**What you should do:**
Your answer must consist of every line from the data below that includes the word "const".

**Information supplied:**
PR #2033, opened 2024-12-05
[EC] ec_nistp P-256 C scalar_mul_{base|public}

dkostic:
### Issues:
N/A

### Description of changes: 
Use `ec_nistp` implementation for P-256 C code.
Update `make_tables.go` to generate the base point
table in the same way as for P-384 and P-521.

### Call-outs:

### Testing:


crypto/fipsmodule/ec/ec_nistp.c
```diff
@@ -17,9 +17,9 @@
 // |----------------------------|
```
torben-hansen, line 17: Can remove this tracking table now?
Can be follow-up.

torben-hansen (approved):

crypto/fipsmodule/ec/ec_nistp.c
dkostic: will do, thanks!

PR #2038, opened 2024-12-06
Use SHA256 as default digest for OCSP signing

samuel40791765:
### Description of changes: 
OpenSSL apparently sets a default digest when consuming the `EVP_DigestSign*` APIs. We avoid this and emit [a relevant error](https://github.com/aws/aws-lc/blob/8226a0565dd81aab1c3eaf4e623301b7ce2c4423/crypto/fipsmodule/evp/digestsign.c#L144) when this happens. Ruby 3.2's double downed on this on their consumption of OCSP however: https://github.com/ruby/ruby/commit/4d6a29320dcd758c21944983da28b54037c200da We don't want to introduce a "default digest" to all calls to `EVP_DigestSign*`, so I've chosen to imitate OpenSSL's behavior in only the places necessary in this case (OCSP). This fixes the Ruby 3.2 OCSP tests we were failing before. 

### Call-outs:
N/A

### Testing:
Built upon existing OCSP tests


crypto/ocsp/ocsp_server.c
```diff
@@ -172,20 +172,37 @@ static int OCSP_basic_sign_ctx(OCSP_BASICRESP *resp, X509 *signer,
   return 1;
 }
 
+const EVP_MD *OCSP_get_default_digest(const EVP_MD *dgst, EVP_PKEY *signer) {
+  if (dgst != NULL) {
+    return dgst;
+  }
```
justsmth, line 178: NP: Why have this function take `dgst` as a parameter? It would seem more natural to have the callers conditionally invoke `OCSP_get_default_digest` only when `dgst` is NULL.

justsmth (approved):

WillChilds-Klein (approved):

crypto/ocsp/ocsp_server.c
samuel40791765: Agreed, that was the original way I had implemented it. But we would need double null checks (outlined below) in both functions without the abstraction into `OCSP_get_default_digest`. It didn't sit quite well with me since we were already trying to abstract out shared logic, which was why I moved it into the static function.
```
const EVP_MD *init_dgst = dgst;
if (init_dgst != NULL) {
    init_dgst = OCSP_get_default_digest(key);
}
if (init_dgst != NULL) {
  OPENSSL_PUT_ERROR(OCSP, EVP_R_NO_DEFAULT_DIGEST);
   goto err;
}
```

**Answer to this task:**
+const EVP_MD *OCSP_get_default_digest(const EVP_MD *dgst, EVP_PKEY *signer) {
const EVP_MD *init_dgst = dgst;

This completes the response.